PR #314, opened 2019-01-28
Example program derived from linear.rs using decoupled UI

gbonnema:
Having time to spend I was toying with an idea the David Simmons offered in one of his blogs (https://cafbit.com/post/cursive_writing_terminal_applications_in_rust/). I took linear.rs and translated it into an mvc lookalike. Because I wanted to see keystrokes as well, I added 'q' and 'Q' to quit the example.

Let me know if you think it is worth showing, or not. Any way, all praise goes to David Simmons and all critics belong to me alone :-).

I renamed it mvc-linear to show the difference with linear.


gbonnema:
Hi, and thanks for the comments. I agree with most of what you say. I just started rust, so I don't get everything you say.

What I like about the blog is the way it is possible to separate model from view. If you want to see a example with more meat on the table, have a look at David's version of tupm: https://github.com/simmons/tupm.  The ui/controller/model separation is a lot better and the program is non-trivial and it probably reflects the setup a lot better than my example program. Maybe we can figure out an example that would have a better representation of the intention? 

P.S. The tupm program was written 2 years ago and is compatible to the original upm program (http://upm.sourceforge.net/). As David states though, don't use it for real: it's crypto part is really weak.

Also, it no longer compiles due to older crates it uses. I am working on that, but my knowledge of reqwest, mime and multipart is insufficient to solve it. The problems are only in one part (sync.rs) that is meant make a backup of the database in case the program corrupts it.

gyscos:
Hi again, and thanks for keeping this up to date!

I think this example might need to better showcase the improvements. In particular, we may want to find a scenario where having this kind of controller wrapping the event loop brings a clear benefit. For example, is there a situation where the controller can process messages in a unique way that `Cursive::cb_sink` couldn't support? That would probably be a good start.

If you want, we may jump on gitter.im to talk a bit about the design.

gbonnema:
Thanks for the reminder. 

My view on this example has changed: your remarks, which I at the time did not fully understand, are right. This example as is, is not useful.

However, I do think that an model-view-controller example would be a good thing. Just not this one. 
I would propose to close this one and abandon it. 

We could be opening a new issue for a generally acceptable model-view-controller setup that would have less  issues with the example.

Although I got distracted from working on this example, I did continue working on model-view-controller in Cursive. At the moment I am stuck. Also, I am pretty slow at adjusting stuff, especially if it's new to me, like rust.

If you want to we could agree on a time to discuss stuff in gitter. When we do, probably best if I send you what I have got so far so you can understand what I am trying to achieve.

gyscos:
> However, I do think that an model-view-controller example would be a good thing. Just not this one.
> I would propose to close this one and abandon it.

Sure! I think we should start with a better idea of the strong aspects of this design, so people reading the example will think "Wow! That's a cool design, it really helps a lot".

Maybe interacting with another "event loop", like a network service, could be such a scenario. For example, we have some TCP server that adds some offset to each `u8` received and echos this back. The UI would control the offset, and shows logs what's going on - and maybe it could also run a test connection. This way, we have:
* Model: the offset, and logs of past events
* View: A slider/editview for the offset, and some scrolling list for the logs

That's just a simple example I just came up with, but we can also brainstorm and look for something better.

I think the `Cursive` object is already working as a controller most of the time, handling input and callbacks. Splitting model and view, on the other hand, seems like a good low-hanging fruit.

> If you want to we could agree on a time to discuss stuff in gitter. When we do, probably best if I send you what I have got so far so you can understand what I am trying to achieve.

Sounds good! My time schedule is pretty erratic these days, so just drop a message whenever you have time, I may be able to answer :)

gbonnema:
I found your tcp-program and I am studying it at the moment. First off: your knowledge and skill are way beyond my level. That probably means I will have to take my time to understand what is happening here.

Do you want to open a new issue or PR and close this one? It seems the tcp example is already part of master? Let me know.

gyscos:
Ha ha thanks, but don't underestimate yourself! I'm merely more familiar with cursive itself, so it's a bit easier for me.

I'll document a bit more the tcp example to make it easier to read and understand.

We can use this thread to converge on a better understanding of what kind of example we need, and see if the tcp example fits this or if we need something more.

gbonnema:
I *do* hope this rant does not put you off. Don't be afraid to let me know, if this *not* what you have in mind.

I had a chance to look things over. Also, I had a chance to look over what I set out to do. I suspect it may be a good time to make my ideas about what I have in mind more explicit. That way, we can see if we are on the same page or we have totally different idea's.  Or even, if the idea's are feasible. 

One consequence is that I now understand why we should be using `mpsc` or `crossbeam` and `bus` in stead of `cb_sink`.  Using `cb_sink` requires being *inside* the UI.

The question is also whether we can show all this in a simple example. Tbd.

**MVC model**
I have the following in mind :

1. The model and UI are independent. 
2. The coupling between model and UI is as loose as possible. 
3. The application would connect model and UI through independently creating them and having them execute.

Ad 1. *The model and UI are independent* 
This means there is no "knowledge" of the UI in the model *and* no knowledge of the model in the UI. The interface between model and UI should bridge that gap promoting loose coupling and hopefully maximizing coherence.

As a consequence, if I were to use your tcp model (say as a library), I could use it for a gui with the same ease as for a tui and for both I could choose my own engine (GTK vs QT or Cursive vs .....).  This precludes the use of `cb_sink`.

Ad 2. *The coupling between model and UI is as loose as possible* 
The interface between model and UI should reflect only the aspects that UI and model have in common. So the model should relay *how* to show the data:
a. graph, text or binary
b. text: single line, multiple line
c. text: secret or public
d. text: key field or not
et cetera. 

The model should also relay *what* to show. This would be the contents / data.

Ad 3. *The application would assemble to parts*

The application would be the controller. It would start the ui and connect to the model. It would not do *any* functions of the model or the ui. Connecting UI and model should enable communication between the two.

**Design**
The application programmer will automatically separate model and view in a way that is most independent. One could completely replace the UI without touching the model and vice versa.  Another advantage would be to have an implementation in TUI *and* in GUI depending on environment or choice of the user, without adapting the model. The interface of *what* to to show and *how* to show would remain the same.

**Use case**
Imagine a use case where we would run one UI thread for 2 different UI's. Like when testing a new version of the UI and comparing the results with the old UI. One would have to run Cursive in each thread and have the model notify both in case of change of contents. Or one gui and one tui both showing different aspects of the data.  The model would notify the ones subscribed no matter which ui changes the data. 

If you imagine the tcp example where the model assumes the role of a server, you could imagine what I mean.

**Implementation**
***metadata***
Describing the fields and their characteristics isn't too hard. Just describe each field in a struct and have all the fields in an array and send that over to the UI on request.

***sending data***
Describing the contents I find a bit harder. I *did* decide to have all data in unicode (as we are showing on screen and in text), which simplifies things. The difficult bit is how to organize the data with respect to the meta data.

***updating data***
Describing a change shouldn't be too hard if you include before and after image of the data so the model can judge the change and either approve and apply or refuse. As the model reads all the udpate  requests from the message queue, there should be no data races. It does provide the ability to refuse based on stale data (before image is no longer actual).

***organizing message queue***
This is the hardest part (to me). We need a request and response channel per subscriber using `mpsc` or `crossbeam`. Also, we need the have the subscriber in a notify channel using a `bus` with broadcast abilities. 

***miscelaneous***
Finally, I am not sure whether we need locking. If all goes through messaging queues, Isn't the locking taken care of by OS and the compiler?

gyscos:
Thanks for the explanations! Indeed, I was missing the main point: to make the model independent from the UI.

So rather than directly communicating with the UI, the model should surface "events" that the controller then translates to UI actions. In the other direction, though, do we need the UI to be independent from the model?

Let's say the model defines multiple actions/events, represented as methods:

```rust
impl Model {
    pub fn set_offset(&self, new_offset: u8);
    pub fn get_logs(&self) -> &[LogEntry];
}
```

There are a few ways to connect this to the UI:
* Solution A: Directly give the UI a pointer/`Arc` to the model, and let it call the method when it needs.
* Solution B: Have the UI emit "UI events" through some channel, and in the controller translate these events into method calls on the model. To send back values from the model to the UI, we have again several options:
    * Solution B.1: The "event" message from the UI includes a way to get something back, like `eventual::Future`.
    * Solution B.2: There is another channel dedicated to sending data back to the UI.

The last option B.2 is the "purest" one, in that it uses channels all the way, but it's also the most annoying to set up as you mentioned: you need to give a request and a response channel to every part of the UI that needs it. You could wrap both in a struct you could clone and pass around, but at this point you're basically creating a new intermediate model in a situation like solution A.

So overall, a solution might be:
* Define model events: `enum ModelEvent { ... }`
* Define the model as `struct Model`, taking a `Sender<ModelEvent>` during construction.
    * The model defines possible actions as methods, either as intrinsic `impl` or as a trait implementation.
* Define the UI, taking `Arc<Model>` during construction.
    * When some input is received, the UI triggers the corresponding action by calling the method.
    * Alternatively, the model takes a `Arc<MiddleManModel>` instead, which forwards call to/from the actual model in _some_ way (either by embedding a `Arc<Model>` itself, or by using channels).
        * This has the result of keeping the UI independent from the `Model` - it now only depends on the controller's `MiddleManModel`. If `Model` is subject to change, this may help compatibility.
* Define the controller, which listens to the `ModelEvent` channel and translate these events into UI callbacks that it sends back to `cb_sink`.
* Start the model in its own thread.
* Start the controller in its own thread.
* Start the UI in the main thread (many UI libraries prefer to be started from the main thread).

gbonnema:
I hope you are not getting impatient. It's taking me some time to work something out. I do have a basic setup, but with several issues I haven't tackled yet.

gyscos:
> I hope you are not getting impatient.

Ha ha far from it! I'm currently moving to a new place so I understand being busy with other things ;)

Don't hesitate to ask if you have any question or doubt!

gbonnema:
I committed to a half finished mvc example program. Also, created a thread.rs to show what happens if you use Cursive in a non-main thread (do not do this at home or in production :-)).

The program does show a window -- sort of -- but it is smallish and does not look nice. Also, I don't retrieve data yet.

I am wondering whether this is the path to proceed on. What I did:

1. I created a controller (which is the main function). It starts the ui and the model and does nothing else.
2. The ui uses a premade channel that it receives in the model struct. The model uses a response channel prepared by the ui.

As you see, I deviated from our design, in that the controller does nothing more than introduce the actors. Communication is independent. I used the analogy of a friend introducing a stranger to you. The stranger might send you a message and leave a return address to which you can respond. This is what I did in the program. The controller introduces the ui to the model. The ui then proceeds to send a message and includes a return address.

I am pretty sure the setup is not efficient, but for the time being a proof of concept is the first step.

My next step will be to show data as well. And finally, I should *really* make the window look nice(r than it does now).

Kind regards, Guus.

gbonnema:
oh, and to be complete: it's more code than I expected, so probably some of it can be refactored out into a crate. But as I said: proof of concept for now.

gyscos:
Running the UI in a new thread can often cause a bunch of problems - some libraries usually assume they run on the main thread and are confused when they aren't. It _might_ work on ncurses, but I haven't tested it much.

In addition, you need to keep the main thread "waiting": otherwise, when `main()` returns, it kills all outstanding threads, so the app will effectively terminate instantly - sometimes before even initializing ncurses, sometimes in the middle of it.

gbonnema:
hmmm, That *is* an idea. I had main return immediately, didn't even consider it. But anyway, the `thread.rs` was just a tryout. I my comment I was talking about `mvc.rs`. But I guess you guys have **4th of july** to think of, right?

gbonnema:
Quick question. When running rustfmt from the root directory of Cursive, I got warnings on not using the nightly.
image
Is it required or even advisable to use nightly? If so, can I do so on Cursive project only?

gbonnema:
Question: I do a callback from a button, but the compiler complains that the &mut self does not have a static lifetime. How does one solve that? I will commit the change with the offending statements in comments. The code looks like this:

image

Do you think you could point me in the right direction?

Kind regards, Guus.

gbonnema:
This morning I had an idea: I remember you recently introduced user_data. I could add a pointer to the model in there and use the pointer as a selfish pointer. I do realise I will have to use `rc` and maybe even `refcell`. I will have to look it: both are new to me. Either that, or I store model in the user_data only and not in the `Ui` struct.

If you feel there is a better solution, let me know.

gbonnema:
Some of the checks failed (travis). I suspect it has to do with the use of user_data. It points to the stable version of rust not being able to handle the feature Maybeuninit:
```use core::mem::MaybeUninit; // Rust 1.36+ required```

The nightly rust version seems to be Ok with it.

**Comment by gyscos** [comment]
> Quick question. When running rustfmt from the root directory of Cursive, I got warnings on not using the nightly.

Ah, that's possible, I only use the nightly formatter.

> Question: I do a callback from a button, but the compiler complains that the &mut self does not have a static lifetime. How does one solve that?

When you define the new `Dialog`, you cannot keep any reference to `self`, since the `Dialog` may outlive it.
The usual way to access external data is with `Rc` (or `Arc` if multithreading). This way, every closure has its own `Rc` and can access the `Ui` independently.

The other way is through `Cursive` itself. It can work if what you're trying to access is another view in the tree - `Cursive::call_on_id` or `find_id` are here for that. Or, it can also work if you stash the thing to access in the `user_data`, as you noticed.

> Some of the checks failed (travis). I suspect it has to do with the use of user_data. It points to the stable version of rust not being able to handle the feature Maybeuninit:
use core::mem::MaybeUninit; // Rust 1.36+ required

Seems to be a problem with  a transitive dependency: the `array-macro` crate bumped the minimum rustc version in a patch release: https://gitlab.com/KonradBorowski/array-macro/issues/2
It should be fixed now (they fixed the crate we depend on to use an older version of `array-macro`).

**Comment by gbonnema** [comment]
the source code of `views/linear_layout.rs` has active `log::debug!` statements in it. Those all appear in my toggle_debug screen and produce output very fast: did you commit that by accident or intentional?

**Comment by gyscos** [comment]
Ah - I guess I forgot about these. They can probably be commented out by now.

The ideal solution would be to keep them, but setup the debug window to use different log levels for different modules (local crate vs cursive vs other dependencies...).

**Comment by gbonnema** [comment]
> The ideal solution would be to keep them, but setup the debug window to use different log levels for different modules (local crate vs cursive vs other dependencies...).

Ahhh, that would be nice. I will check the `log` crate, to see if it is already an option.

**Comment by gbonnema** [comment]
> The usual way to access external data is with `Rc` (or `Arc` if multithreading). This way, every closure has its own `Rc` and can access the `Ui` independently.
> 
> The other way is through `Cursive` itself. It can work if what you're trying to access is another view in the tree - `Cursive::call_on_id` or `find_id` are here for that. Or, it can also work if you stash the thing to access in the `user_data`, as you noticed.

Thanks for the options. I consider combining the `user_data` solution with sending a signal. That way a button callback never has to "do" anything, except send a signal that it was pressed. The Ui object will handle business. I will let you know how that works out.

**Comment by gbonnema** [comment]
Signalling the Ui object from the button seems to work. However, updating the data after a fetch, does not. I realize I need to fill the content of the EditView after each refresh. So that will be the next step: finding out how to do that. I have already given the EditViews an `id`. Now I just need to find the event where I can do a call_on_id.

Will keep you posted.

**Comment by gbonnema** [comment]
I committed a working version.

That said, it looks like *not* an example program. Also, in 1 file, it is not easy to see the distinction between the general stuff of the model and the specific stuff of the model (custlist as an example). Creating a simple, cleanly designed mvc program (like mr Simmons did in `tupm`) looks a lot easier than it is xD.

And finally, the code has a *lot* of duplication. At school it would get bullied for being bloated. 

I also remarked, that I cannot see the difference between a button `enabled` and `disabled`. Could be my terminal emulator of course.

**Comment by gbonnema** [comment]
I wanted to use the `execute_get_next` etc functions that return a callback, which seem to work for the buttons in the dialog, for a global callback. They appeared to do nothing. Even when I copied the routine to return an `FnMut` function it didn't work.

When I replaced the call to the `execute_*` function by direct code, it *did* work. Odd no?

P.S. the global shortcuts are PgUp and PgDn (I was getting fed up with the buttons).

**Comment by gyscos** [comment]
> EDIT: unfortunately, log only filters per log level. It looks like env_logger can, but we already have a logger installed in Cursive, so that won't be an option. I decided to set the max log level (info).

Yeah we'd need to add this feature to Cursive's own logger.

> When I replaced the call to the execute_* function by direct code, it did work. Odd no?

`execute_get_next` doesn't seem to do anything by itself: it just returns a boxed callback that does something.
So if you just call `Ui::execute_get_next();` when a key is pressed, it will create this callback, but not run it, so nothing happens. To run the callback you create, you could do:
```rust
        self.siv.add_global_callback(Key::PageDown, |s| {
            Ui::execute_get_next()(s);
        });
```

Or you could as well replace the entire closure with the result from `execute_get_next`:

```rust
        self.siv.add_global_callback(Key::PageDown, Ui::execute_get_next());
```

gyscos:
> That said, it looks like not an example program. Also, in 1 file, it is not easy to see the distinction between the general stuff of the model and the specific stuff of the model (custlist as an example). Creating a simple, cleanly designed mvc program (like mr Simmons did in tupm) looks a lot easier than it is xD.

Designing minimal examples can certainly be an art sometimes :)

If the example warrants it, it could be split into multiple files like the `mines` example. Or it could also define separate modules in the same file if it's small enough.

gbonnema:
Thanks for the advice, I am not happy with the current setup: too much specific code for it to be useful.
Let me work on it a bit more. 

(P.S. not sure how much of a time diff we have, but here it is about 23:15

gbonnema:
Could I ask a favour? Would you want to have a look at the code I have created in https://gitlab.com/gbonnema/mvc-rs (not github, and you need to logon to find it). The code that I have a problem with is `with_id` in combination with `call_on_id` where I suspect the call_on_id cannot find the EditView I need.

The code lines are in respectively `examples/simple.rs:248` and `examples/simple.rs:405`.

```237         let record = match &self.db_record.record {
238             None => {
239                 self.buttons_refresh();
240                 return;
241             }
242             Some(rec) => rec,
243         };
244         let data = record.data();
245         log::warn!("fields_refresh: data = {:?}", data);
246         for (id, value) in data {
247             log::warn!("id = {}, value = {}", id, value);
248             self.siv.call_on_id(id.as_str(), |view: &mut EditView| {
249                 view.set_content(value);
250             });
251         }
252         self.buttons_refresh();

```

```
396                     let text = format!("{}: ", field.label().clone());
397                     let id = format!("id_{}", field.name().clone());
398                     let mut hview = LinearLayout::horizontal();
399                     let fld_data: String = match rec.data().get(field.name().as_str()) {
400                         None => "".to_string(),
401                         Some(s) => s.clone(),
402                     };
403                     hview = hview
404                         .child(TextView::new(text).fixed_width(maxlen))
405                         .child(EditView::new().content(fld_data).with_id(id).min_width(10));
406 
407                     view = view.child(hview);
```

I added several `log::warn!` statements before being sure this was the problem (it could have been anything). I just have no idea why it would think the type is not an EditView?

gbonnema:
Sorry, closed by accident.

gbonnema:
> Could I ask a favour? Would you want to have a look at the code I have created in https://gitlab.com/gbonnema/mvc-rs (not github, and you need to logon to find it). The code that I have a problem with is with_id in combination with call_on_id where I suspect the call_on_id cannot find the EditView I need.

Yeah ...... what can I say .... ? Just a bug. I had the glorious idea to prefix the id, but forgot to do it.
My apologies. Hope you didn't spend any time on it, embarassed .....

gbonnema:
@gyscos I have created this crate `mvs-rs` in gitlab (https://gitlab.com/gbonnema/mvc-rs), where I extract as much generic code as possible into the crate and have the example program (`examples/simple.rs`) be as simple as I think it can be. But it still is much more than 100 lines.

I would really love to have a way to separate user interface and the model cleanly. My newbishness in this kind of design however, gets in the way.

Could you have a look and see if anything jumps out? Maybe you can improve on the design or maybe I am just taking the wrong "prong" somewhere. Let me know if you can, and then .... just take your time. I wouldn't want to impose or rush you. If you cannot, let me know too.

gyscos:
Thanks for the continued support - and sorry I haven't had time to give it a better look yet!

(As for the gitlab account - any reason the repo isn't public?)

Let's recap the minimum we need for an example:
* A process, independent of the UI - exposes signals and actions.
* A UI, independent of the process - exposes signals and actions.
* A controller to connect the signal from one side to actions on the other side.

In an asynchronous scenario where the process run in its own thread (like the tcp example I started), signals may be channels (and actions methods).
A synchronous scenario is also possible, where the process is mostly reactive (for example a tic-tac-toe game, or the minesweeper example), in this case signals can just be callbacks.

The controller would differ a bit between these two situations, so we might want to have an example for each. In both cases, the UI and the process each will be defined in their own module, so it's clear they are independent.

gbonnema:
> Thanks for the continued support - and sorry I haven't had time to give it a better look yet!

Take your time. I do too. I will wait for your judgement then. 
> 
> (As for the gitlab account - any reason the repo isn't public?)

Gitlab has 3 levels: private (only on invitation), semi-public (when logged on to github), public (no logon necessary).

I didn't want my repo to be found by any arbitrary user (it's not ready for that) so I made it semi-public.

> 
> Let's recap the minimum we need for an example:
> 
>     * A process, independent of the UI - exposes signals and actions.
> 
>     * A UI, independent of the process - exposes signals and actions.
> 
>     * A controller to connect the signal from one side to actions on the other side.
> 

I had the generic part of the model and of the ui in the src directory of mvc. Most of it in mvc.rs and some cursive specific stuff in cursive.rs. It uses mprc to create channels, with the ui creating a return channel for the responses. The example source uses these structs and implements the traits to do this communcation. 

The controller I did not program separately, but had the `main` function be the controller. Multiple threads seems unavoidable in this setup.

> 
> In an asynchronous scenario where the process run in its own thread (like the tcp example I started), signals may be channels (and actions methods).

I think I had everything be a message over a channel. So only the model executes methods from the model and only the UI executes methods from the UI. I am not sure I understand completely what you mean by process: do you mean the model?

> A synchronous scenario is also possible, where the process is mostly reactive (for example a tic-tac-toe game, or the minesweeper example), in this case signals can just be callbacks.

This one, I do not see (in my head). Maybe I am too much hooked on using channels and thus on threads waiting for a message.

> 
> The controller would differ a bit between these two situations, so we might want to have an example for each. In both cases, the UI and the process each will be defined in their own module, so it's clear they are independent.

Okay, I may have gotten this wrong. We will know when you have had a chance to look at what I cooked up. Again: no pressure. Take your time, I know you must have a lot of other stuff to look at. Also, my coding may be a bit wordy in comparison to what professional programmers produce (especially the ppl that know Rust well).

Kind regards, guus.

gyscos:
> I think I had everything be a message over a channel.
What I meant is that the controller has knowledge of both the model and the UI, so it _could_ call public methods on either - for instance if it had a `Arc<Model>` it wouldn't need to use channels to trigger actions on the model, only to receive events. When to use channels vs direct methods depends on the perf requirements and the timing (can "events" be processed anytime, or in a strict schedule?).

> I am not sure I understand completely what you mean by process: do you mean the model?
Yes - sorry I mixed up the two terms.

> This one, I do not see (in my head). Maybe I am too much hooked on using channels and thus on threads waiting for a message.

Imagine a 2-players tic-tac-toe: the model is entirely synchronous and never triggers event by itself. Instead, it directly "reacts" to UI-driven events. In this case the controller doesn't have to listen to messages from a model thread; it can directly call methods on the model. And it doesn't even _need_ to listen to a channel from the UI thread; instead, the UI can store callbacks (`Box<Fn()>`) rather than sending out messages. The controller would set these callbacks to call the model.
This results in a low-overhead single-threaded synchronous implementation where UI and model and entirely independent, and the controller just connects the two.

gbonnema:
> This results in a low-overhead single-threaded synchronous implementation where UI and model and entirely independent, and the controller just connects the two.

Yes, that seems to be a nice solution for single threaded programs. And thank you very much for your explanation.

> > I think I had everything be a message over a channel.
> 
> What I meant is that the controller has knowledge of both the model and the UI, so it _could_ call public methods on either - for instance if it had a `Arc<Model>` it wouldn't need to use channels to trigger actions on the model, only to receive events. When to use channels vs direct methods depends on the perf requirements and the timing (can "events" be processed anytime, or in a strict schedule?).

This one, I have been mulling over in my head. Assume method calls are better than messages in some circumstances. Who _should_ do method calls? With the criterium of maximum coherence and minimal coupling, the controller seems to function as an intermediary, knowing nothing of the function of the UI or the model.  Like in your single threaded proposal. So does our controller, it introduces and stands back. Let the interface between model and UI do the work.

Still: who _should_ call the methods? I suspect the answer is the same as for messages over channels. The model should create an interface that the user interface can use.  That way maintenance of model related stuff is *all* in the model, while only the user interface related stuff remains in the UI. Additionally, the controller does not add any coupling to the interfaces.

Getting the mvc with messaging right, it should not be too hard to get the methods based mvc right.

So the first step is: getting mvc-messaging right. And *that* seems to be a *hard* question.

Let me know when you had time to look over the sources. I divided stuff into an mvc crate and the example program (simple). I know I have to move some more stuff from the example program to the mvc crate, it will just take time to get it right.

The question now is : do you think the current way of doing things is the way to go?

gyscos:
Closed by mistake.

gbonnema:
Hey gyscos, this branch is stale and I guess it will not improve as I cannot spend time on it. I am closing it now as I don't see this going anywhere. If I want to do something similar or different, I will open a new pull request. Thank you for your patience.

_Task statement_
Return, word for word, every line from the top of the entries down to the line that holds "Hi, and thanks", both included.

_Result of this task_
PR #314, opened 2019-01-28
Example program derived from linear.rs using decoupled UI

gbonnema:
Having time to spend I was toying with an idea the David Simmons offered in one of his blogs (https://cafbit.com/post/cursive_writing_terminal_applications_in_rust/). I took linear.rs and translated it into an mvc lookalike. Because I wanted to see keystrokes as well, I added 'q' and 'Q' to quit the example.

Let me know if you think it is worth showing, or not. Any way, all praise goes to David Simmons and all critics belong to me alone :-).

I renamed it mvc-linear to show the difference with linear.


gbonnema:
Hi, and thanks for the comments. I agree with most of what you say. I just started rust, so I don't get everything you say.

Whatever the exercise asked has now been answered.